Out there at the end of the world, van Praag and his mates stripped and ran, totally free, into the ocean.
Millar and Bachelard hurled away small stones they had carried all the way from Australia, and with them a small piece of themselves they no longer needed.
“I had a lot of resentment to deal with and quite often I’d grab my little rock in my pocket and just try to channel the resentment into that rock because I was going to chuck it away at the End of the World,” Millar says.
“It was a symbol of getting to the end of the journey and going the whole distance. That was very meaningful and very powerful.”
Symbolism means a lot on this journey, which captures the imagination of people from all walks of life, especially those aged between 30 and 60. I was enticed by the idea of a walking meditation, that simply concentrating on where next to place my feet could somehow become a gateway to mental or spiritual enlightenment. Instead, I felt wholly grounded, constantly focusing on my physical discomfort and wishing for the end.
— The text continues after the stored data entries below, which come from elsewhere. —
PR #2383, opened 2015-12-10
Dubious Improvement: Combine _.every and _.some logic

captbaritone:
These two functions were nearly identical. Inspired by #2060, I thought I would
try to combine the two to save some bytes. Ironically, repetitive code gzips
very well, so this refactor actually ends up _adding_ 3 bytes to the
minified-gzipped size. Oh well.

Never the less, I figured I'd open the PR, since it does reduce repetition in
the source code, and maybe it will serve as a guide for somebody else who looks
into combing these.

Pros:

* Less code in underscore.js
* DRYer code (https://en.wikipedia.org/wiki/Don't_repeat_yourself)

Cons:

* Larger gzipped file size
* Possibly a _tiny_ bit slower (I'm no perf expert)
* Code is harder to understand

Feel free to close this PR if, as I suspect, these trade-offs are not worthwhile.

### DIFF
--- a/underscore.js
+++ b/underscore.js
@@ -245,31 +245,28 @@
     return _.filter(obj, _.negate(cb(predicate)), context);
   };
 
+  // Generator function to create the some and every functions. `breakValue` is
+  // the boolean predicate response that should cause an early return.
+  var createSomeOrEvery = function(breakValue) {
+    return function(obj, predicate, context) {
+      predicate = cb(predicate, context);
+      var keys = !isArrayLike(obj) && _.keys(obj),
+          length = (keys || obj).length;
+      for (var index = 0; index < length; index++) {
+        var key = keys ? keys[index] : index;
+        if (!!predicate(obj[key], key, obj) === breakValue) return breakValue;
+      }
+      return !breakValue;
+    };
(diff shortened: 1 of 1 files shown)


megawac:
Something similar was proposed a while ago https://github.com/jashkenas/underscore/pull/1637, which got accepted and then reverted. We will need some benchmarks before considering this change

captbaritone:
@megawac My initial approach was similar to #1637's but `_negate` adds an extra function call in the iteration loop, which I assume is part of perf issues it encountered. My approach should avoid that cost.

I agree perf tests would be a good idea. I'll try to create a jsperf using the one in #1637 as a guide.

captbaritone:
http://jsperf.com/combine-every-and-some-logic

I get the following operations/second for `_.some()`:

* Stable: 500,139
* Edge: 457,829
* This PR: 444,623 
* Lodash: 609,778
* #1637: 13,321 

I assume `_.every()` should be about the same.

captbaritone:
Closing this. My change managed to be slower, larger and more confusing. That's too steep a price to pay for "slightly less DRY".

PR #2385, opened 2015-12-11
trust npm to set up $PATH

craigmichaelmartin:
@megawac Same change as https://github.com/jashkenas/backbone/pull/3885


akre54:
Yup, good catch.

PR #2388, opened 2015-12-14
Use assert.raises instead of .throws

captbaritone:
In some environments `.throws()` is a reserved word, so QUnit offers an alias `.raises()`.

Using `.raises` seems safer, and also allows us to remove an eslint exception.

### DIFF
--- a/test/.eslintrc
+++ b/test/.eslintrc
@@ -21,7 +21,6 @@
   },
   "rules": {
     "brace-style": 0,
-    "dot-notation": 1,
     "no-new-wrappers": 0,
     "no-sparse-arrays": 0,
     "no-extend-native": 0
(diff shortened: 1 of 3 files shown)


captbaritone:
See the blue box about half way down this page for the documentation of this alias: http://api.qunitjs.com/throws/

captbaritone:
We originally made the exact inverse of this change here, because QUnit deprecated `raises`: https://github.com/jashkenas/underscore/pull/1828

Looks like they've since brought it back: https://github.com/jquery/qunit/issues/663

michaelficarra:
Can you name a particular browser/version that has a problem with this?

captbaritone:
The QUnit docs mention Closure Compiler, which is presumably not a problem for our tests. I think the main advantage here, is that is allows us to re-enable the eslint setting as a rule instead of a warning.

PR #2389, opened 2015-12-14
Use same version of QUnit in browser as CLI

captbaritone:
In our `package.json` we list `"qunitjs": "^1.18.0"`, but the version in `tests/vendor` was only 1.17.1. This brings our browser test runner up to date.

From the QUnit changelog:

> ## 1.18.0
>
> - Assert: throws uses push method only
> - Assert: Fix missing test on exported throws
> - Assert: Implements notOk to assert falsy values
> - Core: More graceful handling of AMD
> - Core: Simplify stack trace methods
> - Core: Expose Dump maxDepth property
> - Core: Expose QUnit version as QUnit.version property
> - Core: Handle multiple testId parameters
> - Dump: Fix .name/.property doublettes
> - HTML Reporter: New diff using Google's Diff-Patch-Match Library
> - HTML Reporter: Make it more obvious why diff is suppressed.
> - HTML Reporter: Change display text for bad tests
> - HTML Reporter: Fix checkbox and select handling in IE <9
> - HTML Reporter: Fix test filter without any module
> - HTML Reporter: Retain failed tests numbers
> - Test: lowercase the valid test filter before using it

https://github.com/jquery/qunit/releases/tag/1.18.0

### DIFF
--- a/test/vendor/qunit.css
+++ b/test/vendor/qunit.css
@@ -1,12 +1,12 @@
 /*!
- * QUnit 1.17.1
+ * QUnit 1.18.0
  * http://qunitjs.com/
  *
  * Copyright jQuery Foundation and other contributors
  * Released under the MIT license
  * http://jquery.org/license
  *
- * Date: 2015-01-20T19:39Z
+ * Date: 2015-04-03T10:23Z
  */
 
 /** Font Family and Sizes */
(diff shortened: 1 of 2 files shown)


akre54:
Thanks :)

Yet now I find myself inexplicably drawn back to attempt the entire walk, for reasons that remain unclear.
At the conclusion of my own short Camino last year, as I stood before Santiago de Compostela’s cathedral, I bumped into Sue Stephens, 59, from Brisbane.
She and her husband Stefan had completed their 36-day journey the day before.
She was still visibly moved and even a little emotional about the experience, proud and perhaps subtly changed after following the same footsteps trudged by thousands of devotees over hundreds of years.
Later, she sent me a quote she’d noticed scrawled on the back of a billboard right at the
end of her walk. It was a song lyric by American musician Tom Petty: “Some things are over, some things go on / Part of me you carry, and part of me is gone.”